§ **Try it**
Copy out each line in the listing below where the word "length" appears.
─── Listed records
PR #2764, opened 2020-02-21
chore(package): update deps

marcoscaceres:


package.json
```diff
@@ -34,9 +34,9 @@
     "eslint-plugin-import": "^2.20.1",
     "eslint-plugin-jasmine": "^4.1.0",
     "eslint-plugin-prettier": "^3.1.2",
-    "handlebars": "^4.7.2",
+    "handlebars": "^4.7.3",
```
saschanaz: I think we are keeping this for forks, but are there any active forks remaining?

marcoscaceres: Geonovum is still active. But I've not coordinated with them for a while. I'll see if we can get them to switch over to template strings.

saschanaz: Haven't they migrated to the profile yet? 👀

marcoscaceres: They have, but I think they are still running their fork as I don't think they finished migrating to the profile. They were sending one piece at a time. I'll need to speak to them about restarting that work.

PR #2765, opened 2020-02-21
refactor(core/issues-notes): separate number getter

saschanaz:
Longer but IMO easier to understand 🧐


src/core/issues-notes.js
```diff
@@ -99,26 +99,19 @@ const l10n = getIntlData(localizationStrings);
...
     const { type, displayType, isFeatureAtRisk } = getIssueType(inno);
     const isIssue = type === "issue";
     const isInline = inno.localName === "span";
     const { number: dataNum } = inno.dataset;
-    /** @type {Partial<Report>} */
     const report = {
       type,
       inline: isInline,
       title: inno.title,
+      number: getIssueNumber(inno),
```
marcoscaceres: is this assured not to throw? createIssueNumberGetter can return undefined.

saschanaz: Yes, tests assure that numberless issues silently gets no number, by checking `report.number !== undefined`.

src/core/issues-notes.js
```diff
@@ -142,10 +135,10 @@ function handleIssues(ins, ghIssues, conf) {
...
       let ghIssue;
       if (isIssue) {
-        if (!hasDataNum) {
-          text += ` ${issueNum}`;
-        } else if (dataNum) {
-          text += ` ${dataNum}`;
+        if (report.number !== undefined) {
+          text += ` ${report.number}`;
+        }
+        if ("number" in inno.dataset) {
```
marcoscaceres: Maybe... saves walking the prototype chain (nit pick optimization that's probably not needed).
  
```suggestion
        if (inno.dataset.hasOwnProperty("number")) {
```

PR #2766, opened 2020-02-21
refactor(core/utils): no special behavior on addId

saschanaz:
~~I don't think this is used anywhere.~~ OMG it's being used!


marcoscaceres:
@saschanaz, how do you want to proceed?

saschanaz:
I think the new logic is more general and less messy, so I vote to merge this.

PR #2771, opened 2020-02-25
Support more than 26 Appendices

sglaser:
Add recursive appendixNumber function instead of indexing into alphabet.

### DIFF
--- a/src/core/structure.js
+++ b/src/core/structure.js
@@ -2,8 +2,6 @@
 // Module core/structure
 //  Handles producing the ToC and numbering sections across the document.
 
-// LIMITATION:
-//  At this point we don't support having more than 26 appendices.
 // CONFIGURATION:
 //  - noTOC: if set to true, no TOC is generated and sections are not numbered
 //  - tocIntroductory: if set to true, the introductory material is listed in the TOC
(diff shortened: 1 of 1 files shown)


sglaser:
Sure. That means I have to figure them out, but that's goodness.

marcoscaceres:
@sglaser if it helps, we have a little bit of documentation here:
https://github.com/w3c/respec/wiki/Developers-Guide#testing

The related tests, which you can probably copy/paste and modify from, related to headers:
https://github.com/w3c/respec/blob/develop/tests/spec/core/structure-spec.js

Happy to help if you have questions!

src/core/structure.js
```diff
@@ -245,3 +242,12 @@ function createTableOfContents(ol) {
   const link = hyperHTML`<p role='navigation' id='back-to-top'><a href='#title'><abbr title='Back to Top'>&uarr;</abbr></a></p>`;
   document.body.append(link);
 }
+
+function appendixNumber(index) {
```
sidvishnoi: Can you confirm that we want 26 to map to 'BA' instead of 'AA'?
I added some tests based on how spreadsheets handle index to column name mapping, which I think is the desirable.

``` js
const tests = [
  [0, "A"],
  [1, "B"],
  [2, "C"],
  [25, "Z"],
  [26, "AA"],
  [27, "AB"],
  [28, "AC"],
  [54, "BC"]
];

for (const [index, expected] of tests) {
  const result = appendixNumber(index);
  console.assert(result === expected, "", { index, result, expected });
}
```

sidvishnoi: I wrote a version which passes above tests. WDYT?
``` js
function appendixNumber(index) {
  index += 1; // index is 0 based
  let s = "";
  while (index > 0) {
    index -= 1;
    s = String.fromCharCode(65 + (index % 26)) + s;
    index = Math.floor(index / 26);
  }
  return s;
}
```

sidvishnoi:
@sglaser Did you get a chance to add tests for these PRs?

PR #2772, opened 2020-02-25
Support formatting of section headers above h6, correct computation of level

sglaser:
Headers above h6 will be of form &lt;h6 class="h7"&gt; so css can do magic.

The level computation assumed section numbers and appendix numbers were a single digit/character


sglaser:
I'll add a test for this. Please review but don't merge yet.

src/core/structure.js
```diff
@@ -202,11 +202,18 @@ function renameSectionHeaders() {
...
+    const depth = parents(header, "section").length + 1;
+    const h = `h${Math.min(depth, 6)}`;
     if (header.localName !== h) {
       renameElement(header, h);
     }
+    if (depth > 6) {
+      if (header.classList) {
+        header.classList.add(`h${depth}`);
+      } else {
+        header.className = `h${depth}`;
```
sidvishnoi: We don't need this as a special case as we support modern browsers (which support `Element.classList`), so the following is enough:
``` js
if (depth > 6) {
  header.classList.add(`h${depth}`);
}
```

sidvishnoi:
I'm a bit concerned about the accessibility implications of this. As per [following page from WAI wiki](https://www.w3.org/WAI/GL/wiki/Using_role%3Dheading_to_identify_headings#Example_2), the recommended way of supporting heading level beyond h6 is:
``` html
<div role="heading" aria-level="7">Jonagold/div>
```
Also see: https://stackoverflow.com/questions/55891025/is-h6-aria-level-7-a-reliable-way-to-create-a-h7-element

If it's fine to treat all headings above h6 as h6, I think this would be fine though.

sglaser:
I understand the implications of deep nesting. I’m faced with an existing specification that I can’t change that uses h7.

I’ll fix the “bug” where I unnecessarily checked for an empty classList.

Steve Glaser
sglaser@sglaser.com

src/core/structure.js
sglaser: Fixed and updated.

marcoscaceres:
@stevefaulkner, we could use your guidance here: if we want a "h7", should we do `<h6 aria-level="7">` or just use a `<div aria-level="7"></div>`?

marcoscaceres:
Closing as stale.

Issue #2860, opened 2020-05-11
MDN configuration should allow defining different key


marcoscaceres:
The mdn config option currently takes a single argument `true`, and derives which data to pull down from MDN based on the `shortName`... however, there are cases where the `data` is not at the `shortName` (e.g., `netinfo` on MDN, while the spec's short name was `netinfo-api`). 

It would be great if `mdn` allowed string override (e.g., `mdn: "netinfo"`), in addition to `true`... and then true can just use the short name, otherwise, use the provided string override.

PR #2864, opened 2020-05-12
feat(core/mdn-annotation): allow providing custom key

sidvishnoi:
Closes https://github.com/w3c/respec/issues/2860

### DIFF
--- a/tests/spec/core/mdn-annotation-spec.js
+++ b/tests/spec/core/mdn-annotation-spec.js
@@ -2,15 +2,44 @@ import { flushIframes, makeRSDoc, makeStandardOps } from "../SpecHelper.js";
 
 describe("Core - MDN Annotation", () => {
   afterAll(flushIframes);
+
+  const baseJsonPath = `${window.location.origin}/tests/data/mdn-annotation/`;
   let doc;
   beforeAll(async () => {
     const ops = makeStandardOps({
-      mdn: {
-        baseJsonPath: `${window.location.origin}/tests/data/mdn-annotation/`,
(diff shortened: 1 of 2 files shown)


tests/spec/core/mdn-annotation-spec.js
```diff
@@ -2,17 +2,46 @@ import { flushIframes, makeRSDoc, makeStandardOps } from "../SpecHelper.js";
...
+    it("prefers `mdn.key` over shortName", async () => {
+      const ops = makeStandardOps({
+        mdn: { baseJsonPath, key: "payment-request" },
+        shortName: "whatever",
+      });
+      const doc = await makeRSDoc(ops, "spec/core/mdn-annotation.html");
+      expect(getMdnBox(doc).matches("aside.mdn")).toBeTrue();
+    });
+
+    it("supports mdn to be a string", async () => {
```
sidvishnoi, line 35: This test sadly fetches over network, as we cannot set `mdn.baseJsonPath` (used for mock JSON source) on a string.
I will add a util for to know if we're in test env for these things in a separate PR.

sidvishnoi: Well, all these tests are going over network right now anyway as tests don't add `mdn.specMapUrl` :man_facepalming:

marcoscaceres: We can live with that...

sidvishnoi:
Wiki updated: https://github.com/w3c/respec/wiki/mdn

Issue #2866, opened 2020-05-12
<var> doesn't match if it includes a newline


saschanaz:
## Important info

* URL to affected spec: 
* ReSpec version: 25.7.0
* [x] I did a "hard refresh", but it's still busted. 

## Description of problem

What happened (e.g., it crashed)?:

Clicking a `var` does not highlights others.

But what I was expecting?: Both should be highlighted

Optional, steps to reproduce:
1. Insert

    ```html
    <var>my previous</var>
    <var>my
    previous</var>
    ```

2. Check clicking either one highlights the other.

PR #2867, opened 2020-05-12
fix(core/highlightVars): allow multiline variables

sidvishnoi:
Closes https://github.com/w3c/respec/issues/2866


sidvishnoi:
> That was blazing fast

So was the review! 🏎️

PR #2871, opened 2020-05-15
chore(ci): update checkout to v2

sidvishnoi:
v2 is [claimed](https://github.com/actions/checkout/#whats-new) to be faster.

It is indeed faster! :shipit: 
image
image


marcoscaceres:
Oh, 10x faster! Must be a 10x developer!

PR #2872, opened 2020-05-15
chore(ci): use npm ci instead of npm i

sidvishnoi:
As we have a package-lock, we can use it, and it's faster than `npm install`.


sidvishnoi:
Thanks to puppeteer being hostile to npm cache, we don't get benefits of this change.

marcoscaceres:
I wonder if this will change in the future. I guess we can always revisit.

sidvishnoi:
We longer install puppeteer in CI, so this can come back in :tada:

sidvishnoi:
Oops. `npm ci` clears `node_modules` so our present cache is useless :laughing: 
Will add cache for `~/.npm` instead, to see if we get improvements.

marcoscaceres:
sounds good

PR #2876, opened 2020-05-18
fix(core/structure): support large levels in TOC

thijsbrentjens:
See discussion in Geonovum repo: https://github.com/Geonovum/respec/pull/185

Calculating the level for the TOC failed when large (>=10) number of sections where available.


sidvishnoi:
Not sure if we should test this or it's fine. cc @marcoscaceres

marcoscaceres:
Wouldn't hurt to add a test... catch regressions in the future.

tests/spec/core/structure-spec.js
```diff
@@ -172,6 +172,25 @@ describe("Core - Structure", () => {
     );
   });
 
+  it("should correctly put all headings until maxTocLevel in ToC", async () => {
+    const times = (n, fn) =>
+      Array.from({ length: n }, (_, i) => fn(i)).join("\n");
+    const body = `
+      ${makeDefaultBody()}
+      ${times(9, () => `<section><h2>pass</h2></section>`)}
```
marcoscaceres, line 180: Might be good to add comment here why the `9` and `10` different sections are needed. 

Also, as we are checking maxTocLevel, would we want to go to level 3 and check level 3 stuff is not actually there?

sidvishnoi: > would we want to go to level 3 and check level 3 stuff is not actually there?

That's tested under `should limit ToC depth with maxTocLevel`

> Might be good to add comment here why the 9 and 10 different sections are needed.

:+1:

PR #2878, opened 2020-05-18
chore(ci): skip puppeteer install

sidvishnoi:
GitHub actions [already have](https://github.com/actions/virtual-environments/blob/master/images/linux/Ubuntu1804-README.md) Chrome and Firefox installed, so we can skip our own install..

Cons: A rare risk of puppeteer API getting out of sync with installed Chrome/Firefox version.
Pros: Much faster CI (4m 26s to 3m 15s), smaller cache (157MB compressed to 35MB) (need cache purging to see - will be automatic in future, I checked with temporary manual cache purges)

What's next?
- We can now use `npm ci` :tada: 
- We can also remove `actions/setup-node`, as Node v12 is also installed.

### DIFF
--- a/.github/workflows/pr-push.yml
+++ b/.github/workflows/pr-push.yml
@@ -6,6 +6,10 @@ on:
       - gh-pages
   pull_request: {}
 
+env:
+  PUPPETEER_SKIP_CHROMIUM_DOWNLOAD: 1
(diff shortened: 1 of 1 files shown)


marcoscaceres:
very nice! specially the speed increases and no needless downloads!

PR #2888, opened 2020-05-20
fix(core/dfn-panel): avoid using CSS variables

sidvishnoi:
Reverts hot-fix from https://github.com/w3c/respec/pull/2846 (See https://github.com/w3c/respec/issues/2845)
Precursor to https://github.com/w3c/respec/pull/2820

This changes the markup for dfnPanel, mainly converts the caret to a `<span>` instead of `::before` as we cannot programmatically set position of `::before` without CSS variables - which aren't supported by nuHTML validator.

### DIFF
--- a/assets/dfn-panel.css
+++ b/assets/dfn-panel.css
@@ -1,39 +1,42 @@
 /* dfn popup panel that list all local references to a dfn */
+/**
+ * TODO: Revert changes due to https://github.com/w3c/respec/pull/2888 when
+ * https://github.com/w3c/css-validator/pull/111 is fixed.
+ */
 dfn {
   cursor: pointer;
 }
 
 .dfn-panel {
-  --fill: #fff;
   position: absolute;
-  left: var(--left); /* set via JS */
-  top: var(--top); /* set via JS */
   z-index: 35;
   min-width: 300px;
   max-width: 500px;
   padding: 0.5em 0.75em;
   margin-top: 0.6em;
   font: small Helvetica Neue, sans-serif, Droid Sans Fallback;
-  background: var(--fill);
+  background: #fff;
   color: black;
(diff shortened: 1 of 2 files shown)


assets/dfn-panel.css
```diff
@@ -1,39 +1,42 @@
...
+}
+.dfn-panel:not(.docked) > .caret::before,
+.dfn-panel:not(.docked) > .caret::after {
   content: "";
   position: absolute;
   border: 10px solid transparent;
   border-top: 0;
-  border-bottom: 9px solid #a2a9b1; /* triangle outline */
-  top: -9px;
-  left: calc(var(--caret-offset, 0px) + 0.75em); /* set via JS */
```
saschanaz, line 33: Might be better to use `attr()` in the future rather than just reverting this. Google just posted an intent to implement for the feature. https://groups.google.com/a/chromium.org/forum/#!msg/blink-dev/FGCgsKmylhw/BSUrk2roCQAJ

Since the validator is quite inactive, the browser implementation might be quicker.

saschanaz: Looking at the code, the validator already supports `attr()` so we probably can just use it when the browser support lands.

sidvishnoi: Even though nuHTML allows advanced `attr()`, [CSS validator](http://jigsaw.w3.org/css-validator/validator) doesn't.

saschanaz: Ah right, it can parse the syntax but the validation is broken. 🤔

saschanaz: Hey, actually it does validate it!

```
.abc {
  width: calc(attr(data-foo px) / 10);
}
```

Try this code.

sidvishnoi: Oh right! I missed the `px` suffix

PR #2892, opened 2020-05-21
chore(package): convert some dependencies to devDependencies

sidvishnoi:
Faster installs!


sidvishnoi:
Was transient. Probably some network issue. Worked on CI restart.

Issue #1050, opened 2017-01-20
Magic sections for defining WebIDL


marcoscaceres:
I would like it if ReSpec could do more of the manual labor for me when it comes to IDL sections. 

I want to just write:

```HTML
<section>
   <pre class="idl">
    interface WhatEver{};
   </pre>
</section>
```

And for that to become:

```HTML
<section data-dfn-for="WhatEver" data-link-for="WhatEver">
   <h2><dfn>WhatEver</dfn> interface</h2>
   <pre class="idl">
    interface WhatEver{};
   </pre>
</section>
```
──────
§ **Answer to this exercise**
+    const depth = parents(header, "section").length + 1;
+      Array.from({ length: n }, (_, i) => fn(i)).join("\n");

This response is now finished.